In recent years, Mongolia has been able to meet its targets for GDP growth (3.5% in 1998, 6% in 2002). The inflation rate has fallen and the decline of the Mongolian currency, the tögrög, has slowed down, keeping at around 1178T for $ 1 (September 2007). In 1999, the IMF finally paid the second annual provision of almost $ 20 million for the banking reform, which had previously been handed over due to problems with the privatization of banks. Since then, more loans have been secured.
During the years of Soviet rule, the Mongolian economy was among the most assisted by COMECON and since the subsidies evaporated, the country has exchanged this aid against the support of the IMF and other international financial institutions, than that, generous, of individual donor countries. The total aid to the country in 1991-1998 was $ 1.5 billion, of which 714.7 were loans and 813.9 were grants.
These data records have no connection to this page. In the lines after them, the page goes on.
PR #2937, opened 2024-05-16
⚡ Performance improvements when using spread in reduce

KenAJoh:
### Description

As a test im using Biome to do some linting and slowly fixing some of the errors found.

This PR is based around the rule: https://biomejs.dev/linter/rules/no-accumulating-spread/

In real applications these changes will have marginal effect for our use since we rarely handle large arrays. The only exception i see is `combobox/FilteredOptions/filteredOptionsContext.tsx` where one in theory could end up having arrays in the thousand or more. (but again the performance-issues from just having 10k+ dom nodes would probably be the real problem long before this)

Made a small test-script to compare performance

Screenshot 2024-05-16 at 13 54 49

```js
const { performance } = require("perf_hooks");

function createArray(length) {
  return new Array(length).fill(0).map((_, i) => i + 1);
}

function testPerformance(array, useSpread) {
  const start = performance.now();

  array.reduce((acc, val) => {
    if (useSpread) {
      return [...acc, val];
    } else {
      acc.push(val);
      return acc;
    }
  }, []);

  const end = performance.now();

  return (end - start).toFixed(3);
}

function main() {
  const lengths = [10, 100, 1000, 10000, 100000];

  for (const length of lengths) {
    const array = createArray(length);

    const timeWithSpread = testPerformance(array, true);
    console.log(`Time with spread for length ${length}: ${timeWithSpread}ms`);

    const timeWithoutSpread = testPerformance(array, false);
    console.log(
      `Time without spread for length ${length}: ${timeWithoutSpread}ms`,
    );
  }
}

main();
```


@navikt/core/tokens/config/tests/validate-docs.test.ts
```diff
@@ -3,10 +3,10 @@ import DsTokens from "../../dist/tokens-cjs.js";
...
 import kebabCase from "../kebabCase.js";
 
-const flatten = Object.values(docs).reduce(
-  (old, val) => [...old, ...val],
-  [] as any,
-);
+const flatten = Object.values(docs).reduce((old, val) => {
+  old.push(...val);
+  return old;
+}, [] as any);
```
HalvorHaugan: Have you considered using `flat()` instead? Don't know about the performance, but I think it's easier to read. Looks like there are other cases in this PR it could be used, too.

aksel.nav.no/website/scripts/create-index.ts
```diff
@@ -102,7 +102,8 @@ function mapContent(blocks: any[]) {
 
   const mapped = Object.entries(groupBy(contentBlocks, "id")).reduce(
     (prev: { id?: string; text: string }[], [key, value]) => {
-      return [...prev, { id: key, text: value.map((x) => x.text).join(" ") }];
+      prev.push({ id: key, text: value.map((x) => x.text).join(" ") });
+      return prev;
     },
     [],
   );
```
HalvorHaugan: Have you considered using `map()`?

@navikt/core/tokens/config/tests/validate-docs.test.ts
KenAJoh: Fixed 🚀

KenAJoh: Checking for other instances where it can be used also 👍

aksel.nav.no/website/scripts/create-index.ts
KenAJoh: fixed

aksel.nav.no/website/components/sanity-modules/token-view/parts/utilities.ts
```diff
@@ -18,9 +18,8 @@ export const getGlobalReference = (
 ): { name: string; value: string | number } | null => {
   const globalRefs = Object.entries(docs)
     .filter(([key]) => key.startsWith("global-"))
-    .reduce(
-      (acc, [, value]) => [...acc, ...value],
-      [] as { name: string; value: string | number }[],
+    .flatMap(([, value]) =>
+      value.map(({ name, value: _value }) => ({ name, value: String(_value) })),
     );
```
HalvorHaugan: For some weird reason, `name` becomes `any` now 🙃

I found that one way of fixing it is to add type to `Object.entries`. I also think we can remove the nested `map()`:
```ts
  const globalRefs = Object.entries<
    { name: string; value: string | number; description?: string }[]
  >(docs)
    .filter(([key]) => key.startsWith("global-"))
    .flatMap(([, value]) => value);
```
This is a bit ugly though, so you probably want to extract the type.

It might be that it's actually cleaner to use `map()` and `flat()` separately in this case, b.c. then we don't get that type issue:
```ts
  const globalRefs = Object.entries(docs)
    .filter(([key]) => key.startsWith("global-"))
    .map(([, value]) => value)
    .flat();
```

But maybe you can find a better way to fix that type bug...

KenAJoh: Cound not find a better way to preserve types, but biome complains when not using flatmap, so had to "hack" it by adding the `flat()` in the return
```
const globalRefs = Object.entries(docs)
    .filter(([key]) => key.startsWith("global-"))
    .map(([, value]) => value);

  return (
    globalRefs
      .flat()
      .find(
        ({ value, name }) =>
          semanticValue === value && notBlacklistedName(name),
      ) ?? null
  );
```

@navikt/core/react/src/form/combobox/FilteredOptions/filteredOptionsContext.tsx
HalvorHaugan, line 1: Should we have a changeset for Combobox? 🤔

aksel.nav.no/website/components/sanity-modules/token-view/parts/utilities.ts
HalvorHaugan: Seems like you forgot to push the changes, so I will do it.

@navikt/core/react/src/form/combobox/FilteredOptions/filteredOptionsContext.tsx
HalvorHaugan: @JulianNymark @it-vegard @larseirikhansen What do you think?

@navikt/core/react/src/form/combobox/FilteredOptions/filteredOptionsContext.tsx
```diff
@@ -83,29 +83,27 @@ const FilteredOptionsProvider = ({
   const [isMouseLastUsedInputDevice, setIsMouseLastUsedInputDevice] =
     useState(false);
 
-  const filteredOptionsMap = useMemo(
```
JulianNymark, line 86: @HalvorHaugan you mean add a changeset to combobox for this change right?

In this case it's a only a refactoring right? (pulling out `initialMap` from within the `reduce()`)

@navikt/core/react/src/form/combobox/FilteredOptions/filteredOptionsContext.tsx
KenAJoh: If we follow the semver strategy stictly this would be a patch, but for such small internal changes i often feel it could just hitch a ride on the next update we push. But if we want as a team we could force all changes to be patches in these scenarios. What does everyone think?

JulianNymark: I also think small refactoring should be fine to do without needing a changeset, since the changeset is mostly for external eyes, and I guess they would mostly care about features and bugfixes, (maybe performance stuff), but plain refactoring gives users nothing right? (if they inspect our code it might be more readable).

@navikt/core/react/src/form/combobox/FilteredOptions/filteredOptionsContext.tsx
HalvorHaugan: That was what I meant, yes. Mainly bc. it's a performance improvement. If it was only a plain refactor that no-one would notice, I would not have a changeset for it.

HalvorHaugan (approved):

@navikt/core/react/src/form/combobox/FilteredOptions/filteredOptionsContext.tsx
JulianNymark: yeah, I'm for adding it!  ⚡ (I didn't realize it was perf in that instance, but that's the whole PR's purpose 😳 )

The 8th Rally of Assistance to Mongolia, held in Paris in June 2000, provided the country with record assistance of $ 330 billion for one year. Until 1994, 62% of the aid was emergency aid to help transition to a market economy; this rate fell to 25 per cent of the total between 1995 and 1998 as assistance to capital and project finance increased. The shift towards financing long-term projects is proof of the country’s growth and stability. In the 60% of the GDP are already generated by the private sector. The long-term goals are to replace international aid with foreign investment, including gold, rare and non-ferrous metals, crude oil and tourism.
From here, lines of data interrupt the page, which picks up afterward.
PR #2162, opened 2020-08-05
Fix for ROCm breakage - 200805

deven-amd:
The following commit breaks ROCm support for horovod-tensorflow

https://github.com/horovod/horovod/commit/7a1c761c663eb758536c1bff62d9d9c9a032dd38

horovod build fails because the `<cuda_runtime.h>` cannot be found on the ROCm platform

This PR/commit fixes the above breakage by including the HIP runtime file (instead of the CUDA one), when compiling with ROCm.

In addition to the above change, this commit also renames a couple of cuda* names to the corresponding gpu* versions instead.

/cc @jeffdaily

### DIFF
--- a/horovod/tensorflow/mpi_ops.cc
+++ b/horovod/tensorflow/mpi_ops.cc
@@ -28,12 +28,21 @@
 #define EIGEN_USE_THREADS
 
 #if HAVE_GPU
-#include <cuda_runtime.h>
 
-// Forward declaration of AsGpuStreamValue or AsCUDAStreamValue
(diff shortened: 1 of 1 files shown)


deven-amd:
@tgaddair Thank you for merging the PR

I want to figure out how to run the horovod unit tests locally.  I am attempting to create a cron job that periodically checks for any ROCm breakages in horovod (i.e. horovod built with `HOROVOD_GPU=ROCM`). 

Any advice / pointers on the proper/correct way to set this up will be very helpful.

thanks

deven

PR #2163, opened 2020-08-05
Updating TF syncbn for TF2/Keras compatibility. Updating code attribution.

romerojosh:
This PR updates the TF sync BN implementation to derive from `tf.keras.layers.BatchNormalization` for Keras/TF2 compatibility.

Additionally, original code source was from another repository, so updating attribution/copyright to reflect this: https://github.com/google/automl/blob/master/efficientdet/utils.py


DEKHTIARJonathan:
LGTM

Sources: Bradt Mongolia Guide, by Jane Blunden
Here are some reference websites to keep you up to date:
Mongolian government site – select Links – here
Mongolian NGO website in English here
BM World Bank in Mongolia here
IMF Monetary Fund International in Mongolia, here
Asian Development Bank, select Regions, then East Asia, Mongolia here
And for the most important international development NGOs in Mongolia:
UNDP Mongolia website, www.undp.mn/new/
USAid, in English www.usaid.gov/mn/
GTZ Mongolia, www. gtz.de/en/weltweit/asien-pazifik/612.htm
JICA Mongolia, in English www.jica.go.jp/english/countries/ea/mongolia.html
WWF Mongolia, in English
www.panda.org/about_wwf/ where_we_work / asia_pacific / where / mongolia / index.cfm
Amnesty International English www.amnesty.mn/en/index.php
Red Cross Society, in English www.redcross.mn/index.php?lang=en
My name is Tunga. I’ve been working as a guide for four years. I am very proud of my beautiful country, especially when tourists are happy to have come to Mongolia, when they have felt this impression of true freedom in the infinity of wide open spaces. What touches them the most? The sincerity, the tranquility of the nomads; the authenticity of this life; this wild nature, populated by free-ranging animals and galloping horsemen where they want to …
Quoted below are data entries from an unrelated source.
PR #2178, opened 2020-08-13
Fixed gradient aggregation for Keras API changes in TensorFlow 2.4.0

tgaddair:
This PR addresses compatibility with changes in https://github.com/tensorflow/tensorflow/commit/0e529eb70debc7224b83d1b654f22324cd1a7d53:

- `_aggregate_gradients` now returns a list of `(grad, var)` tuples.
- Gradient aggregation now occurs in the `apply_gradients` method.

cc @omalleyt12 @reedwm @DEKHTIARJonathan

### DIFF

In fact, I feel that I appreciated less all this. The delight of the tourists made me see with a fresh look the beauty of my country and gave birth to me the pride to be born here and the love of my country.
It is true that there are things to improve, to develop and also to avoid. That’s why we have to see through the eyes of people from outside, I think. As for the preservation of nature, the maintenance of nomadic life, the legacy of our traditions …
Most tourists tell me they want to come to Mongolia before it is changed, that it has lost its authenticity.
What makes me think … I wish with all my heart that Mongolia retains its traditions, its nomadic civilization so authentic in front of a world that is becoming more and more global every day.
During a trip, I really like visiting nomads, so that my tourists feel this sincerity of people, the warm atmosphere of their family. And while proud of it, I have a slight fear: I would like the nomads to be always like that, hospitable … without becoming tourist.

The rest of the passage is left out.